# My pleco collection - an overview



## Judazzz (Jan 13, 2003)

Hey all,
it's been a while since I last posted pictures of my slithery suckers, so I decided to post pictures of all the pleco's in my collection.
Brace yourself - here we go:









L002 Tiger Panaque









L014 Sunshine/Goldie Pleco









L015 Candy Stripe Pleco









L020 Polka Dot Pleco (wI have a pair - breeding attempt on my to-do list)









L027c Royal Pleco 'Rio Tocantins'









L028 Angelicus Pleco









L029 Galaxy/Vampire Pleco









L091 Three Beacon Pleco

to be continued....









L114 Leopard Cactus Pleco (the small one)









L114 Leopard Cactus Pleco (the bigger one)









L129 Colombian Zebra Pleco









L190 Royal Pleco 'Rio Orinoco'









L190 Royal Pleco 'Llanos'









L200 Green Phantom Pleco "Hi-fin"









L264 Sultan Pleco

And some recent full tank shots:








80g Redbelly/Pleco tank









50g Pleco/community tank









25g Jungle Creek biotope tank

Well, that's all, y'all!
Questions, remarks, comments, etc. are welcome, of course


----------



## fliptasciouz (Jul 4, 2004)

Those are Georgeous collection of plecos, and beautiful setup Jonas.

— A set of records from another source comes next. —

PR #178, opened 2025-07-02
New heuristic improvements

### LINKED ISSUE #140: [FEA] Improvements in MIP heuristics

akifcorduk:
## Description

This PR improves the heuristic quality and performance by following improvements:
- Multi Armed Bandit algorithm for learning and selecting the more promising crossovers for a given problem.
- Caching the integer-fixed problem and filling that problem structure rather than recreating the problem each time.
- Improved bounds prop rounding by doing double probing on a bulk. Which means we propagate two sets of variable values which are promising. This is possible with almost no additional performance hit because most of the data are already in memory. It is only a few more vectors and few more access per propagation.
- Update multi probe bounds presolve such that it can take 
- Diversity level adjustments by time progress.
- Weight management such that the best solution is unlikely to be infeasible. We already normalize the weights but this is an added measure to prevent infeasible solutions flooding the population.
- Improvement on bounds propagation recombiner, such that we do balanced rounding by trying to represent both parents. This is achieved by passing the probing candidates and counting the used candidates of each parent.
- Improvement in all recombiner such that we use at least some objective variables in the recombiners. Before there was no guarantee that there was an objective component in the recombiners.
- Dynamic selection of number of different variables used in the recombiners depending on if the recombiner brings the offspring back to one of the parents.
- Improvement on line segment recombiner by doing a delta vector only on the subspace of different vars between parents.
- Initialize the distance variables in FP to the distance of previous projection.
- Improve line segment search such that it does a middle-first, binary search rather than a sequential search of the points.
- Improve line segment search solution saving mechanism.
- Fix a bug in get_two_random function. 
- Small improvements in feasibility jump.

Added functionalities:
- Accepting multiple initial solutions instead of one.
- Recombiner and diversity configurations files for better control.
- FJ rounding of fractional solutions by adding weights on non-integrality. If within the time limit, all are not rounded, second stage only does rounding moves.

The improvements resulted in an average gap to optimality after 10mins on H100:
Regular run (B&B and heuristics):  from 30% to ~23%
Heuristics only: from 33% to ~25%
On presolved instances: from 26% to ~19%

## Issue
partially closes #140 

## Checklist

- [ X] I am familiar with the [Contributing Guidelines](https://github.com/NVIDIA/cuopt/blob/HEAD/CONTRIBUTING.md).
- Testing 
   - [ X] New or existing tests cover these changes
   - [ ] Added tests
   - [ ] NA
- Documentation
   - [ X] The documentation is up to date with these changes
   - [ ] Added new documentation 
   - [ ] NA


cpp/src/mip/problem/problem.cu
```diff
@@ -1039,13 +1049,79 @@ void problem_t<i_t, f_t>::fix_given_variables(problem_t<i_t, f_t>& original_prob
                                               const rmm::device_uvector<i_t>& variables_to_fix,
                                               const raft::handle_t* handle_ptr)
 {
-  i_t TPB = 64;
-  fix_given_variables_kernel<i_t, f_t><<<n_constraints, TPB, 0, handle_ptr->get_stream()>>>(
```
hlinsen, line 1053: We can completely remove the kernel

cpp/src/mip/problem/problem.cu
```diff
@@ -1039,13 +1049,79 @@ void problem_t<i_t, f_t>::fix_given_variables(problem_t<i_t, f_t>& original_prob
...
-    original_problem.view(),
-    view(),
-    raft::device_span<f_t>{assignment.data(), assignment.size()},
-    raft::device_span<i_t>{const_cast<i_t*>(variables_to_fix.data()), variables_to_fix.size()});
+  rmm::device_uvector<f_t> reduction_in_rhs(n_constraints, handle_ptr->get_stream());
```
hlinsen: Should we move the allocations in a struct? If it is called multiple times with large sizes the overhead could be non-negligible.

cpp/src/mip/diversity/diversity_config.hpp
```diff
@@ -0,0 +1,44 @@
+/*
+ * SPDX-FileCopyrightText: Copyright (c) 2024-2025 NVIDIA CORPORATION & AFFILIATES. All rights
```
hlinsen:
```suggestion
 * SPDX-FileCopyrightText: Copyright (c) 2025 NVIDIA CORPORATION & AFFILIATES. All rights
```

cpp/src/mip/diversity/diversity_manager.cu
```diff
@@ -490,15 +565,26 @@ void diversity_manager_t<i_t, f_t>::main_loop()
...
-    auto new_solutions      = generate_more_solutions();
-    auto current_population = population.population_to_vector();
-    population.clear();
-    current_population.insert(current_population.end(),
-                              std::make_move_iterator(new_solutions.begin()),
-                              std::make_move_iterator(new_solutions.end()));
-    population.find_diversity(current_population, use_avg_diversity);
-    population.add_solutions_from_vec(std::move(current_population));
+    bool halve_population = false;
+    if (halve_population) {
```
hlinsen: Should `halve_population` go into settings?

cpp/src/mip/local_search/local_search_config.hpp
```diff
@@ -0,0 +1,29 @@
+/*
+ * SPDX-FileCopyrightText: Copyright (c) 2024-2025 NVIDIA CORPORATION & AFFILIATES. All rights
```
hlinsen:
```suggestion
 * SPDX-FileCopyrightText: Copyright (c) 2025 NVIDIA CORPORATION & AFFILIATES. All rights
```

cpp/src/mip/local_search/local_search.cu
```diff
@@ -85,36 +85,48 @@ void local_search_t<i_t, f_t>::generate_fast_solution(solution_t<i_t, f_t>& solu
...
+    is_feas = run_fj_annealing(solution, timer, baseline_objective);
     // we should remove this logic once, FJ is fixed
-    if (is_feasible_before_annealing && !solution.get_feasible()) {
-      solution.copy_from(solution_before_annealing);
-      solution.handle_ptr->sync_stream();
-    }
-    cuopt_func_call(bool is_feasible_after_annealing = solution.get_feasible());
-    cuopt_assert(!is_feasible_before_search || is_feasible_after_annealing,
-                 "Annealing should not change feasibility");
+    // if (is_feasible_before_annealing && !solution.get_feasible()) {
```
hlinsen: dead code in this section

cpp/src/mip/diversity/population.cu
```diff
@@ -157,14 +171,23 @@ std::vector<solution_t<i_t, f_t>> population_t<i_t, f_t>::get_external_solutions
   return return_vector;
 }
 
+template <typename i_t, typename f_t>
+bool population_t<i_t, f_t>::is_better_than_best_feasible(solution_t<i_t, f_t>& sol)
+{
+  bool obj_better = problem_ptr->maximize ? sol.get_user_objective() > best_feasible_objective
```
hlinsen: It seems to be the only place where we have a special check for maximization. Aren't we always converting to minimization? Should it be used here https://github.com/akifcorduk/cuopt/blob/new_heuristic_improvements/cpp/src/mip/diversity/diversity_manager.cu#L852-L853?

cpp/src/mip/diversity/diversity_manager.cu
```diff
@@ -544,48 +663,234 @@ diversity_manager_t<i_t, f_t>::recombine_and_local_search(solution_t<i_t, f_t>&
...
+                         true /* use integer fixed problem */);
   cuopt_assert(population.test_invariant(), "");
   cuopt_assert(lp_offspring.test_number_all_integer(), "All must be integers after LP");
   f_t lp_qual = lp_offspring.get_quality(population.weights);
   CUOPT_LOG_DEBUG("After LP offspring sol cost:feas %f : %d", lp_qual, lp_offspring.get_feasible());
   f_t offspring_qual = std::min(offspring.get_quality(population.weights), lp_qual);
   recombine_stats.update_improve_stats(
     offspring_qual, sol1.get_quality(population.weights), sol2.get_quality(population.weights));
+  add_mab_reward(recombine_stats.get_last_attempt(),
+                 min(sol1.get_quality(population.weights), sol2.get_quality(population.weights)),
```
hlinsen:
```suggestion
                 std::min(sol1.get_quality(population.weights), sol2.get_quality(population.weights)),
```

hlinsen:
```suggestion
                 std::min(sol1.get_quality(population.weights), sol2.get_quality(population.weights)),
```

cpp/src/mip/diversity/recombiners/recombiner_configs.hpp
```diff
@@ -0,0 +1,104 @@
...
+  static constexpr size_t initial_n_of_vars_from_other = 200;
+  static constexpr size_t max_different_var_limit      = 10000;
+  static constexpr size_t min_different_var_limit      = 20;
+  static size_t max_n_of_vars_from_other;
+  static constexpr double n_var_ratio_increase_factor = 1.1;
+  static constexpr double n_var_ratio_decrease_factor = 0.99;
+  static void increase_max_n_of_vars_from_other()
+  {
+    max_n_of_vars_from_other =
+      min(size_t(max_n_of_vars_from_other * n_var_ratio_increase_factor), max_different_var_limit);
```
hlinsen:
```suggestion
      std::min(size_t(max_n_of_vars_from_other * n_var_ratio_increase_factor), max_different_var_limit);
```

cpp/src/mip/diversity/recombiners/recombiner_configs.hpp
```diff
@@ -0,0 +1,104 @@
...
```
hlinsen:
```suggestion
      std::min(size_t(max_n_of_vars_from_other * n_var_ratio_increase_factor), max_different_var_limit);
```

cpp/src/mip/diversity/recombiners/recombiner_configs.hpp
```diff
@@ -0,0 +1,104 @@
...
+  static constexpr size_t initial_n_of_vars_from_other       = 200;
+  static constexpr size_t max_different_var_limit            = 10000;
+  static constexpr size_t min_different_var_limit            = 20;
+  static size_t max_n_of_vars_from_other;
+  static constexpr double n_var_ratio_increase_factor = 1.1;
+  static constexpr double n_var_ratio_decrease_factor = 0.99;
+  static void increase_max_n_of_vars_from_other()
+  {
+    max_n_of_vars_from_other =
+      min(size_t(max_n_of_vars_from_other * n_var_ratio_increase_factor), max_different_var_limit);
```
hlinsen:
```suggestion
      std::min(size_t(max_n_of_vars_from_other * n_var_ratio_increase_factor), max_different_var_limit);
```

cpp/src/mip/diversity/recombiners/recombiner_configs.hpp
```diff
@@ -0,0 +1,104 @@
...
+    CUOPT_LOG_DEBUG("Increased max_n_of_vars_from_other in FP recombiner to %lu",
+                    max_n_of_vars_from_other);
+  }
+  static void decrease_max_n_of_vars_from_other()
+  {
+    max_n_of_vars_from_other =
+      max(size_t(max_n_of_vars_from_other * n_var_ratio_decrease_factor), min_different_var_limit);
```
hlinsen:
```suggestion
      std::max(size_t(max_n_of_vars_from_other * n_var_ratio_decrease_factor), min_different_var_limit);
```

cpp/src/mip/local_search/feasibility_pump/feasibility_pump.cu
```diff
@@ -248,140 +254,15 @@ bool feasibility_pump_t<i_t, f_t>::linear_project_onto_polytope(solution_t<i_t,
...
-}
-
 // round will use inevitable infeasibility while propagating the bounds
 template <typename i_t, typename f_t>
 bool feasibility_pump_t<i_t, f_t>::round(solution_t<i_t, f_t>& solution)
 {
   bool result;
   CUOPT_LOG_DEBUG("Rounding the point");
   timer_t bounds_prop_timer(std::min(2., timer.remaining_time()));
-  const f_t lp_run_time_after_feasible = std::min(3., timer.remaining_time() / 20.);
```
hlinsen, line 383: It should still be std::min

cpp/src/mip/problem/problem.cu
akifcorduk: I was trying to avoid bloating the problem definition, but let me create a separate struct for those problem fixing helpers.

cpp/src/mip/diversity/population.cu
akifcorduk: Here we are checking for the user objective, but you are right that we can check the internal objective. We still need the additional variable of `best_feasible_objective` and we can't use `best_feasible.get_objective()` because the best feasible might be changing depending on the quality (think small infeasibility).

The code block you posted checks the quality instead of objective, which is different.

cpp/src/mip/problem/problem.cu
akifcorduk: Done

cpp/src/mip/diversity/population.cu
akifcorduk: Done

akifcorduk:
/ok to test [b61f302](https://github.com/NVIDIA/cuopt/pull/178/commits/b61f30200be0fa8137cccb3a2766f9ec1ac73b7f)

akifcorduk:
/ok to test [4a3a0b5](https://github.com/NVIDIA/cuopt/pull/178/commits/4a3a0b590daeed4ed2223936981e3893545da6c9)

akifcorduk:
/ok to test [f057b04](https://github.com/NVIDIA/cuopt/pull/178/commits/f057b0478767effcbf55d3def5e5d8c69a637d13)

benchmarks/linear_programming/cuopt/initial_solution_reader.hpp
```diff
@@ -33,13 +34,14 @@ class solution_reader_t {
...
     while (std::getline(file, line)) {
       std::stringstream ss(line);
       std::string var_name;
       std::string value_str;
-
       // Read var_name
-      if (!std::getline(ss, var_name, ',')) continue;
+      if (!std::getline(ss, var_name, '\t')) continue;
       // Read value
       if (!std::getline(ss, value_str)) continue;
```
aliceb-nv: I remember running into occasional issues when reading some MIPLIB initial solution files with this parsing code since the objective value isn't always present or in the first line (or be tab-separated). 
I think it may be better to explicitly check if var_name == `=obj=` (the miplib script does this), and do `ss >> var_name >> value_str` to properly parse whitespaces

cpp/src/linear_programming/utilities/problem_checking.cu
```diff
@@ -113,8 +113,10 @@ void problem_checking_t<i_t, f_t>::check_initial_solution_representation(
   const optimization_problem_t<i_t, f_t>& op_problem,
   const mip_solver_settings_t<i_t, f_t>& settings)
 {
-  if (settings.initial_solution_.get() != nullptr) {
-    check_initial_primal_representation(op_problem, settings.get_initial_solution());
+  if (settings.initial_solutions.size() > 0) {
+    for (const auto& initial_solution : settings.initial_solutions) {
+      check_initial_primal_representation(op_problem, *initial_solution);
+    }
```
aliceb-nv: Very minor but the if on `.size() > 0` is redundant since it is followed by a for loop

cpp/src/mip/diversity/diversity_manager.cu
```diff
@@ -143,33 +182,34 @@ void diversity_manager_t<i_t, f_t>::average_fj_weights(i_t i)
...
-      population.run_solution_callbacks(sol);
-      initial_sol_vector.emplace_back(std::move(sol));
-    } else {
-      CUOPT_LOG_ERROR(
-        "Error cannot add the provided initial solution! \
-    Assignment size %lu \
-    initial solution size %lu",
-        sol.assignment.size(),
-        init_sol.size());
+  if (context.settings.initial_solutions.size() > 0) {
```
aliceb-nv: Same; 'if' unnecessary

cpp/src/mip/diversity/diversity_manager.cu
```diff
@@ -179,16 +219,19 @@ void diversity_manager_t<i_t, f_t>::add_user_given_solution(
 template <typename i_t, typename f_t>
 void diversity_manager_t<i_t, f_t>::generate_initial_solutions()
 {
-  add_user_given_solution(initial_sol_vector);
+  add_user_given_solutions(initial_sol_vector);
+  bool skip_initial_island_generation =
+    initial_sol_vector.size() > diversity_config_t::n_sol_for_skip_init_gen || from_dir;
```
aliceb-nv, line 222: Is `from_dir` still useful?

cpp/src/mip/diversity/diversity_manager.cu
```diff
@@ -544,48 +664,236 @@ diversity_manager_t<i_t, f_t>::recombine_and_local_search(solution_t<i_t, f_t>&
...
     return std::make_pair(sol, success);
   }
 }
 
+template <typename i_t, typename f_t>
+recombiner_enum_t diversity_manager_t<i_t, f_t>::select_mab_recombiner()
+{
+  if (recombiner_enum_t::SIZE == 0) {
+    CUOPT_LOG_ERROR("select_mab_recombiner called with no recombiners defined.");
+    cuopt_expects(false, error_type_t::RuntimeError, "No recombiners available to select in MAB.");
```
aliceb-nv, line 740: Minor nit: this could be a `static_assert`

cpp/src/mip/diversity/diversity_manager.cu
```diff
@@ -544,48 +664,236 @@ diversity_manager_t<i_t, f_t>::recombine_and_local_search(solution_t<i_t, f_t>&
...
+    // Calculate reward based on your existing logic
+    double reward = 0.0;
+    if (is_better_than_best_feasible) {
+      reward = 8.0;
+    } else if (is_better_than_best_of_parents) {
+      double factor;
+      if (std::abs(offspring_quality - best_feasible_quality) /
+            (std::abs(best_feasible_quality) + 1.0) >
+          1.0) {
+        factor = 1 / 3;
```
aliceb-nv: Should be `1. / 3` or similar to avoid it being treated as an integer division and truncated down to 0

cpp/src/mip/diversity/diversity_manager.cu
```diff
@@ -544,48 +664,236 @@ diversity_manager_t<i_t, f_t>::recombine_and_local_search(solution_t<i_t, f_t>&
...
+      } else if (std::abs(offspring_quality - best_feasible_quality) /
+                   (std::abs(best_feasible_quality) + 1.0) >
+                 0.2) {
+        factor = 1 / 2;
```
aliceb-nv: Ditto

cpp/src/mip/diversity/population.cu
```diff
@@ -245,6 +270,37 @@ void population_t<i_t, f_t>::run_solution_callbacks(solution_t<i_t, f_t>& sol)
...
+    // fixme
+    weighted_violation_of_best = max(weighted_violation_of_best, 1e-10);
+    f_t quality_difference     = best_feasible().get_quality(weights) - best().get_quality(weights);
+    CUOPT_LOG_DEBUG("quality_difference %f best_feasible_quality %f best_quality %f",
+                    quality_difference,
+                    best_feasible().get_quality(weights),
+                    best().get_quality(weights));
+    if (quality_difference < 1e-10) { return; }
+    // make the current best infeasible 10% worse than feasible
+    f_t increase_ratio = (quality_difference * 1.1) / weighted_violation_of_best;
```
aliceb-nv: We might want to turn that 1.1 into a constexpr like `max_infeasibility_weight` for tuning

cpp/src/mip/diversity/population.cu
```diff
@@ -550,7 +592,8 @@ template <typename i_t, typename f_t>
 void population_t<i_t, f_t>::halve_the_population()
 {
   raft::common::nvtx::range fun_scope("halve_the_population");
-  if (current_size() <= max_solutions / 2) { return; }
+  // try 3/4 here
+  if (current_size() <= (max_solutions * 3) / 4) { return; }
```
aliceb-nv: Minor nit: could be a constant as well

cpp/src/mip/diversity/population.cu
```diff
@@ -591,6 +634,24 @@ size_t population_t<i_t, f_t>::find_free_solution_index()
...
+  population_start_time = timer.elapsed_time();
+  initial_threshold     = var_threshold;
+}
+
+template <typename i_t, typename f_t>
+void population_t<i_t, f_t>::adjust_threshold(cuopt::timer_t timer)
+{
+  double time_ratio = (timer.elapsed_time() - population_start_time) /
+                      (timer.get_time_limit() - population_start_time);
+  // time_ratio *= time_ratio;
```
aliceb-nv: nit: dead code

cpp/src/mip/diversity/recombiners/bound_prop_recombiner.cuh
```diff
@@ -35,96 +35,219 @@ class bound_prop_recombiner_t : public recombiner_t<i_t, f_t> {
...
+       int_tol,
+       probing_values = probing_values.data(),
+       seed           = cuopt::seed_generator::get_seed()] __device__(i_t idx) {
+        f_t guiding_val = guiding_view.assignment[idx];
+        f_t other_val   = other_view.assignment[idx];
+        cuopt_assert(guiding_view.problem.check_variable_within_bounds(idx, guiding_val), "");
+        cuopt_assert(other_view.problem.check_variable_within_bounds(idx, other_val), "");
+        f_t avg_val = (other_val + guiding_val) / 2;
+        if (guiding_view.problem.is_integer_var(idx)) {
+          raft::random::PCGenerator rng(seed, 0, 0);
```
aliceb-nv: The second argument of `PCGenerator` should probably be set to `idx`, otherwise the random decision will be the same for all integers in this call

cpp/src/mip/diversity/recombiners/bound_prop_recombiner.cuh
```diff
@@ -35,96 +35,219 @@ class bound_prop_recombiner_t : public recombiner_t<i_t, f_t> {
...
+          // assign some floating value, so that they can be rounded by bounds prop
+          f_t lb = guiding_view.problem.variable_lower_bounds[idx];
+          f_t ub = guiding_view.problem.variable_upper_bounds[idx];
+          if (integer_equal<f_t>(lb, ub, int_tol)) {
+            cuopt_assert(false, "The var values must be different in A and B!");
+          } else if (isfinite(lb)) {
+            offspring_view.assignment[idx] = lb + 0.1;
+          } else {
+            offspring_view.assignment[idx] = ub - 0.1;
+          }
```
aliceb-nv, line 97: What if `ub - lb < 0.1` ?

cpp/src/mip/diversity/recombiners/line_segment_recombiner.cuh
```diff
@@ -36,28 +36,99 @@ class line_segment_recombiner_t : public recombiner_t<i_t, f_t> {
...
+      if (same_as_parents) {
+        ls_recombiner_config_t::increase_max_n_of_vars_from_other();
+      } else {
+        ls_recombiner_config_t::decrease_max_n_of_vars_from_other();
+      }
+    }
+    if (better_cost_than_parents || better_feasibility_than_parents) {
+      CUOPT_LOG_DEBUG("Offspring is feasible or better than both parents");
+      return std::make_pair(offspring, true);
+    }
```
aliceb-nv, line 131: Nit: there's a fair amount of commonality in the code between the three recombiners - maybe `recombine()` could be turned into a member of the parent `recombiner_t` class? To write this common prologue and epilogue once (maybe using CRTP to call `ls/fp/bp_recombiner_config_t` members from the parent)

cpp/src/mip/diversity/recombiners/recombiner.cuh
```diff
@@ -71,33 +71,79 @@ template <typename i_t, typename f_t>
...
+      std::vector<i_t> objective_indices_not_in_subproblem;
+      std::set_difference(objective_indices.begin(),
+                          objective_indices.end(),
+                          objective_indices_in_subproblem.begin(),
+                          objective_indices_in_subproblem.end(),
+                          std::back_inserter(objective_indices_not_in_subproblem));
+      std::shuffle(objective_indices_not_in_subproblem.begin(),
+                   objective_indices_not_in_subproblem.end(),
+                   rng_host);
+      for (auto var : objective_indices_not_in_subproblem) {
```
aliceb-nv, line 136: Was there an issue with thrust's `set_difference`? Or is it just easier to perform things host-side

cpp/src/mip/local_search/line_segment_search/line_segment_search.cu
```diff
@@ -122,23 +228,82 @@ bool line_segment_search_t<i_t, f_t>::search_line_segment(solution_t<i_t, f_t>&
...
+  cuopt_func_call(test_point_is_within_bounds(solution, point_2));
+  rmm::device_uvector<f_t> delta_vector(solution.problem_ptr->n_variables,
+                                        solution.handle_ptr->get_stream());
+
+  thrust::transform(solution.handle_ptr->get_thrust_policy(),
+                    point_2.data(),
+                    point_2.data() + solution.problem_ptr->n_variables,
+                    point_1.data(),
+                    delta_vector.begin(),
+                    [] __device__(const f_t& a, const f_t& b) { return a - b; });
```
aliceb-nv: Minor nit: I really doubt this has any noticeable effect in practice, but basic scalar types (like int/float/double/char/enums/etc) should be passed by value since passing by const ref/pointer just adds overhead

cpp/src/mip/problem/problem.cu
```diff
@@ -47,6 +47,8 @@
 
 #include <unordered_set>
 
+#include <cuda_profiler_api.h>
+
```
aliceb-nv: debugging leftover?

cpp/src/mip/problem/problem_helpers.cuh
```diff
@@ -179,6 +180,8 @@ __global__ void kernel_check_transpose_validity(raft::device_span<const f_t> coe
     __syncthreads();
     // Would want to assert there but no easy way to gtest it, so moved it to the host
     if (!shared_found) {
+      DEVICE_LOG_DEBUG(
+        "For cstr %d, var %d, value %f was not found in the transpose", constraint_id, col, value);
```
aliceb-nv, line 184: Did you run into a cusparse transpose issue?

aliceb-nv (approved):
Thanks for the great work Akif!! Incredible improvement numbers

cpp/src/mip/diversity/diversity_manager.cu
akifcorduk: Yes, we are doing test for improvement on a given population. It will be relevant as long as we are testing the diversity improvements. Once we have more stable/deterministic version, we can even add a CI test for that.

cpp/src/mip/diversity/diversity_manager.cu
akifcorduk: Yes you are right :) This function is changed in my next PR so it is more generic. Not to create merge conflicts, i leave it as it currently.

cpp/src/mip/diversity/diversity_manager.cu
akifcorduk: Yes :) I realized this later, but i think factor being zero for these cases is better as benchmarks show. For now, i will set factor to 0 for those and I hope to find better configs for the next PR.

cpp/src/mip/diversity/recombiners/bound_prop_recombiner.cuh
akifcorduk: This lambda is only executed for integers, so the diff should be at least 1.

cpp/src/mip/diversity/recombiners/recombiner.cuh
akifcorduk: It was easier to implement and i think probably more performant. We would've done 3 different set_difference i think.

cpp/src/mip/local_search/line_segment_search/line_segment_search.cu
akifcorduk: This must be either Cursor or some copy paste error. Fixed :)

cpp/src/mip/problem/problem.cu
akifcorduk: yes, fixed.

cpp/src/mip/problem/problem_helpers.cuh
akifcorduk: Not related to cusparse, but in integer fixed problem. We are computing the integer fixed problem from the original problem and dynamically fill it, instead of recreating the problem every time. This was to make sure everything matches.

cpp/src/mip/diversity/recombiners/line_segment_recombiner.cuh
akifcorduk: This is some larger change. Let's do it in another PR. I created an issue on that:
https://github.com/NVIDIA/cuopt/issues/208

I kinda thought from one of the picture of L114 looks kinda similar to a L025 'scarlet pleco'

Anyways how come i haven't seen you around posting in piranha pictures and videos lately to update your reds for awhile now?


----------



## Judazzz (Jan 13, 2003)

Hey Flip, thanks for your kind words!
You're right about the L114 and Scarlet looking somewhat similar, btw: both are _Pseudacanthicus_, so they are the same genus, so they look rather similar (just like Nattereri, Cariba and Piraya).

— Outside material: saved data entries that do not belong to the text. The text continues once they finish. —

Issue #177, opened 2025-07-02
[BUG] cudaErrorIllegalAddress


Gorniker:
Hello, I'm encountering an almost persistent (9/10 runs) cudaErrorIllegalAddress error running vehicle routing optimization. According to logs, it happens at "compute_insertions.cu" line 875. 
The error occurs both with initial_solution and without one. It also remains with CUDA_LAUNCH_BLOCKING=1. 
I got the same error on 2 different servers. 
Environment:
1)NVIDIA GeForce RTX 4090 (24GB), driver 570.133.20
2)L4, driver 575
CUDA: 12.8
cuOpt: 25.05
Python: 3.12.3
Memory Usage: ~1.4GB/24GB when error occurs

Data files are attached.  

[problem_without_initial.json](https://github.com/user-attachments/files/21018172/problem_without_initial.json)

[problem_with_initial.json](https://github.com/user-attachments/files/21018176/problem_with_initial.json)

[debug_logs.txt](https://github.com/user-attachments/files/21018177/debug_logs.txt)

PR #179, opened 2025-07-02
Disable IX for PDP

hlinsen:
We need a special path that does not reverse nodes that are in pair.
Closes: https://github.com/NVIDIA/cuopt/issues/177


cpp/src/routing/diversity/diverse_solver.hpp
```diff
@@ -1126,16 +1162,21 @@ struct solve {
         recombine_options.insert(recombiner_t::AEAX);
       }
       // True for VRP
-      if (consider_expensive_recombiners) {
+      if (solution::request_type == request_t::VRP &&
+          consider_expensive_recombiners) {
         recombine_options.insert(recombiner_t::EAX);
```
rg20: EAX is completely disabled for PDP?

hlinsen: It is enabled for single route solutions

hlinsen:
> Are we using a different clang style file now? It is hard to find the file where the actual code change happens. If there is no mistake on the styling, i think we should reformat whole repo with a PR.
> 
> Also could you please open an issue to make sure we implement the IX for PDP? Do we know the quality impact of disabling IX? If it is a significant decrease in quality, we should implement the fix instead of disabling it.

I think it was never meant to be enabled. I can check on homberger.

cpp/src/routing/util_kernels/runtime_checks.cu
```diff
@@ -292,7 +292,7 @@ void solution_t<i_t, f_t, REQUEST>::global_runtime_checks(
   [[maybe_unused]] bool check_feasible,
   [[maybe_unused]] const std::string_view where)
 {
-  // #define DEBUG_RUNTIME_CHECKS 1
+#define DEBUG_RUNTIME_CHECKS 1
```
akifcorduk: We should disable runtime tests before merging.

PR #1800, opened 2026-08-25
Add conversion routines for LP/MIP cuOpt JSON dictionaries to/from DataModel and Solution

tmckayus:
These changes are part of a migration path from the http server to the gRPC server for users/applications that generate LP/MIP problems in cuOpt JSON dictionary format for submission to the http server and process the response dictionaries the http server returns.

With these converters, dictionary format problems can be converted to DataModel and Settings and passed to the gRPC client. Likewise, Solution objects returned from the client can be converted into dictionary response objects.


tmckayus:
closing this, we will add client-side converters in the future if necessary but for now we plan only to provide a proxy server to support legacy JSON formats on a remote service.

As far as my absence is concerned: I'm not going into details, but firstly I really needed a breather, and I secondly had to sort out a number of real-life issues and matters that were a bit more important than my virtual message board life. But I'm back now


----------



## polomax24 (Jun 14, 2005)

Nice collection especially the sunshine.


----------



## acestro (Jul 7, 2003)

Real-life issues drive me back to this board :laugh:

Great to have you back, looking forward to spawning photos!!!!


----------



## Kemper1989 (Feb 14, 2005)

L200 Green Phantom Pleco "Hi-fin" is my favorite by far.


----------



## benJii (Feb 17, 2005)

acestro said:


> Real-life issues drive me back to this board :laugh:










Agreed

Anywho, welcome back, looks like you've added a few beaut's to your awsome collection, good luck!

I see they also stripped you of your magical admin powers. Welcome back to the normies :laugh:


----------



## Devon Amazon (Apr 3, 2005)

The little 25gl tank looks great..
The dutch sure love their aquascaping!!!!!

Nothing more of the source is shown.